To protect workers like Ms. Ortiz, a number of area cities – including Glendale, Los Angeles, Santa Monica, and Long Beach – as well as Los Angeles County – have already passed legislation to set fair rules by which hotels will rehire workers when they start to fill their positions. The California State Assembly passed a similar law, which is now being debated in the State Senate. Other states and cities, including Massachusetts, Connecticut, and Baltimore, will soon vote on similar measures.

These laws do not require hotels to reopen on any particular schedule. Those decisions are best left to the hotel owners and managers, once public officials announce it is safe to do so. The ordinances simply oblige the hotels to rehire the workers based on seniority – the employees who have worked there the longest. Laws are designed to encourage conscientious people and businesses, and to require irresponsible people and businesses, to act responsibly.

And what is Pasadena doing? So far, the city has done nothing, but this Monday (June 29) the City Council will discuss a recall-and-retention ordinance.

To prepare itself for this discussion, the Council asked the Economic Development Department to provide a report on the pros and cons of such ordinances. Instead the staff simply copied what a few hotel managers told them, claiming “how much they value their employees” and that they “intend to safely rehire their team (sic) members” and “have no interest in replacing them with new hires.”

But, contrary to those warm and fuzzy sentiments, and based on our conversations with former Langham employees, the hotel’s letter does not give workers confidence that they will get their jobs back, even when the hotel starts re-hiring. The city staff who wrote the report would have known this had they bothered to talk to any workers.

To make matters worse, the staff report makes the absurd assertion that “ordinances imposing new hiring requirements onto Pasadena hotels may hinder the addition of future hotel investment and potential hotel tax growth.”

The staff report offered no evidence for this statement. Any expert consulted would point out that skilled and experienced workers—that’s what hotels themselves call their current employees—keep hotel rooms full and add to Pasadena’s hotel occupancy tax.

The report — prepared by Eric Duyshart, head of the Economic Development Department, and signed by City Manager Steve Mermell —could have been written by the hotel owners. It is an embarrassing document that does a disservice to the citizens of Pasadena, the City Council members, and the hotel workers.

In contrast, the Glendale city government staff provided a more substantive analysis to its City Council, which recently passed a recall-and-retention law with a unanimous vote.

City Council members have heard from at least 150 Pasadena hotel workers worried about their jobs. They are joined by many concerned Pasadena residents who want the Council to protect our workforce just as the Council did in raising the minimum wage to $15 an hour. In the case of adopting a rehire and retention policy, Pasadena is behind our neighboring cities that already have ordinances on the books.

Tourism is one of Pasadena’s most important industries. The city has about 3,000 hotel rooms and close to 2,000 hotel employees. They are the housekeepers, front desk staff, dishwashers, bussers, bartenders, valets, clerks, waiters and waitresses who serve the visitors who come to Pasadena for the Rose Parade and Rose Bowl game, to attend conferences and other business matters, and to visit family and friends.

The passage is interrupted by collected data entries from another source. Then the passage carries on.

Issue #10481, opened 2020-09-29
Add ability to manage Listing Categories in /admin


fdoxyz:
**Is your feature request related to a problem? Please describe.**

The Admin dashboard (`/admin`) currently has a Listings section that allows administrators to manage them but we are lacking a way to manage Listing Categories.

**Describe the solution you'd like**

A common Rails CRUD dashboard for Listing Categories (`/admin/listings/categories`). This would require a new controller with at least an `index`, `new`, `create`, `edit` and `update` actions. For reference [there's this PR (#10153) for Display Ads](https://github.com/forem/forem/pull/10153/files) that can be used as blueprint for guidance.

As this can be considered a "nested dashboard" and in order to avoid growing the admin side menu (left) too much, the following is a suggested placement of the link/button that will take the administrators to the Listing Categories dashboard:

<img width="1334" alt="Screen Shot 2020-09-29 at 05 05 45" src="https://user-images.githubusercontent.com/6045239/94551831-357dc080-0213-11eb-8a8c-548b1ef40e5f.png">

**Additional context**

This is part of a larger effort to remove the `/resource_admin` dashboard in favor of `/admin`.

Rafi993:
Hello there, If this up for taking I can help.

rhymes:
Ok @Rafi993, I've assigned this to you

Rafi993:
Thank you @rhymes

PR #10506, opened 2020-10-01
Manage listing categories in dashboard

Rafi993:
## What type of PR is this? 

- [ ] Refactor
- [x] Feature
- [ ] Bug Fix
- [ ] Optimization
- [ ] Documentation Update

## Description

It adds ability to add/update/remove listing categories in admin panel

closes https://github.com/forem/forem/issues/10481

https://vimeo.com/463735841/dfe6705dab

## Added tests?

- [x] yes
- [ ] no, because I need help

## Added to documentation?

- [ ] docs.forem.com
- [ ] readme
- [x] no documentation needed

### DIFF
--- a/app/controllers/admin/listing_categories_controller.rb
+++ b/app/controllers/admin/listing_categories_controller.rb
@@ -44,7 +44,17 @@ module Admin
       end
     end
 
-    def destroy; end
+    def destroy
+      @listing_category = ListingCategory.find(params[:id])
+
+      if @listing_category.destroy
+        flash[:success] = "Listing Category has been deleted!"
+        redirect_to admin_listing_categories_path
+      else
+        flash[:danger] = "Something went wrong with deleting the Listing Category."
+        render :edit
+      end
+    end
 
     private
 
--- a/app/controllers/admin/listing_categories_controller.rb
+++ b/app/controllers/admin/listing_categories_controller.rb
@@ -9,8 +9,7 @@ module Admin
 
       return if params[:search].blank?
 
-      # @listing_categories = @listing_categories.where("organizations.name ILIKE :search",
-      # search: "%#{params[:search]}%")
+      @listing_categories = @listing_categories.where("name ILIKE :search", search: "%#{params[:search]}%")
     end
 
     def new; end
--- a/app/controllers/admin/listing_categories_controller.rb
+++ b/app/controllers/admin/listing_categories_controller.rb
@@ -1,0 +1,28 @@
+module Admin
+  class ListingCategoriesController < Admin::ApplicationController
+    include ListingsToolkit
+    layout "admin"
+
+    def index
+      @listing_categories = ListingCategory.order(id: :desc)
+        # .joins(:organization)
+        # .includes([:organization])
+        .page(params[:page]).per(50)
+
+      return if params[:search].blank?
+
+      # @listing_categories = @listing_categories.where("organizations.name ILIKE :search",
+      # search: "%#{params[:search]}%")
+    end
+
+    def new; end
+
+    def edit; end
+
+    def create; end
+
+    def update; end
+
+    def destroy; end
+  end
+end
--- a/app/controllers/admin/listing_categories_controller.rb
+++ b/app/controllers/admin/listing_categories_controller.rb
@@ -27,7 +27,7 @@ module Admin
         flash[:success] = "Listing Category has been created!"
         redirect_to admin_listing_categories_path
       else
-        flash[:danger] = @display_ad.errors_as_sentence
+        flash[:danger] = @listing_category.errors_as_sentence
         render new_admin_listing_category_path
       end
     end
@@ -60,6 +60,10 @@ module Admin
 
     def listing_category_params
       params.permit(:name, :cost, :rules, :slug, :social_preview_color, :social_preview_description)
+    end
+
+    def authorize_admin
+      authorize ListingCategory, :access?, policy_class: InternalPolicy
     end
   end
 end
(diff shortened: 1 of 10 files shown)


app/lib/constants/role.rb
```diff
@@ -18,6 +18,7 @@ module Role
                      "Resource Admin: Config",
                      "Resource Admin: Broadcast",
                      "Resource Admin: HtmlVariant",
-                     "Resource Admin: DisplayAd"].freeze
+                     "Resource Admin: DisplayAd",
+                     "Resource Admin: ListingCategory"].freeze
```
Rafi993, line 22: I am not sure if it should be called Listing or ListingCategory

rhymes: as it's a category, I think `ListingCategory` is correct

Rafi993:
I think some unrelated test is failing

rhymes:
@Rafi993 restarted, cross fingers :D

app/controllers/admin/listing_categories_controller.rb
```diff
@@ -0,0 +1,69 @@
...
+    end
+
+    def destroy
+      @listing_category = ListingCategory.find(params[:id])
+
+      if @listing_category.destroy
+        flash[:success] = "Listing Category has been deleted!"
+        redirect_to admin_listing_categories_path
+      else
+        flash[:danger] = "Something went wrong with deleting the Listing Category."
```
fdoxyz, line 54: It's best to do the same as the `update` action so the error message will be descriptive

```suggestion
        flash[:danger] = @listing_category.errors.full_messages.to_sentence
```

fdoxyz (changes requested):
Thank you for the PR @Rafi993, great job in following the sample PR from the issue! 

Functionality-wise the PR is working great locally.

I have a small change I think it would be good to include and another non-blocking suggestion. I checked the sample PR from the issue and just now noticed this one slipped in there, so not your fault at all!

With this tiny change in place I'd say this looks good.

Rafi993:
> Thank you for the PR @Rafi993, great job in following the sample PR from the issue! 
> 
> Functionality-wise the PR is working great locally.
> 
> I have a small change I think it would be good to include and another non-blocking suggestion. I checked the sample PR from the issue and just now noticed this one slipped in there, so not your fault at all!
> 
> With this tiny change in place I'd say this looks good.

Thank you @fdoxyz I'll make those changes.

fdoxyz (approved):
Awesome thanks again @Rafi993!

The codeclimate errors can be ignored since they're complaining about similar code in different places. So far we've considered it's best to maintain a similar approach in different admin controllers and maybe refactor later on in a way that would make this go away (or get rid of the codeclimate rule for this particular scenario).

juliannatetreault (commented):
Thank you so much for adding Listing Categories management to `/admin`, @Rafi993! I tested everything out locally and it all worked really well. One thing that I did notice though, is that the placeholder text in the search bar, found under `/admin/listings/categories`, on a 15-inch screen on Google Chrome is _slightly_ cut off (shown in the picture below). That aside, everything looked and worked great! 🎉 
Screen Shot 2020-10-01 at 12 54 38 PM

mstruve (approved):
Tested, works great!

Rafi993:
> Thank you so much for adding Listing Categories management to `/admin`, @Rafi993! I tested everything out locally and it all worked really well. One thing that I did notice though, is that the placeholder text in the search bar, found under `/admin/listings/categories`, on a 15-inch screen on Google Chrome is _slightly_ cut off (shown in the picture below). That aside, everything looked and worked great! 
> Screen Shot 2020-10-01 at 12 54 38 PM

Thank you @juliannatetreault I did try to emulate 15 inch mac with and without retina display in chrome dev tools with following values

* size 2880 x 1800
* I tried device pixel ration 1, 2 and 3 (default value for my screen is 2)
* My screen size is 14 inches hdpi screen

 I also tried couple of other screen resolutions too but was unable to reproduce this issue.

fdoxyz:
I do get the same effect on 13 inch chrome, but also ran into this over with DisplayAds

Screen Shot 2020-10-01 at 20 39 54

I couldn't find a way to make the input grow horizontally there (I tried a few things from https://storybook.forem.com/).

A suggestion: Shortening the placeholder to "Search by name" would make it fit (like in DisplayAds) and it wouldn't be cut out.
Maybe nice to have: A fix for the element to grow horizontally (could also be used to enhance other dashboards like this one)

Rafi993:
> I do get the same effect on 13 inch chrome, but also ran into this over with DisplayAds
> 
> Screen Shot 2020-10-01 at 20 39 54
> 
> I couldn't find a way to make the input grow horizontally there (I tried a few things from https://storybook.forem.com/).
> 
> A suggestion: Shortening the placeholder to "Search by name" would make it fit (like in DisplayAds) and it wouldn't be cut out.
> Maybe nice to have: A fix for the element to grow horizontally (could also be used to enhance other dashboards like this one)

Thank you @fdoxyz I have changed the text to "Search by name" now.

Rafi993:
Thank you @fdoxyz  should I revert the "search by name" placeholder change?

fdoxyz:
So sorry @Rafi993 that's my bad! I was checking in to see if CI had failed on mobile and closed by accident 🙈

I'd love to give the opportunity for other different timezones to weigh in, we may get a suggestion for manipulating the input field a little better. It still has my approval 🙌

ludwiczakpawel:
There's not an easy way (right now!) to manipulate easily the width of the input.. Changing the label to be shorter is a way to go IMO: "Search by name" and call it a day :)

We can of course do some hacky things but I don't think it's worth it :)

juliannatetreault (approved):
Thank you for making the change to the placeholder text, @Rafi993! I think this PR is good-to-go now. Thanks again for doing this! 🎉

Rafi993:
> Thank you for making the change to the placeholder text, @Rafi993! I think this PR is good-to-go now. Thanks again for doing this!

Thank you @juliannatetreault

These workers are not asking for charity. They simply want their jobs back when the hotels reopen and need employees to keep the operations running smoothly and profitably. These laws provide these workers with some measure of job security after months – or longer – of being forced out of work through no fault of their own.

The city’s lowest-paid workers have suffered the most as a result of the current crisis. They should not also be the victims of its recovery.

We urge the Council to take the much-needed step on Monday to make certain that hotels open safely with their laid-off employees back on the job.

Peter Dreier is a professor of politics and chair of the Urban & Environmental Policy Department at Occidental College. Mark Maier is a professor of economics at Glendale Community College.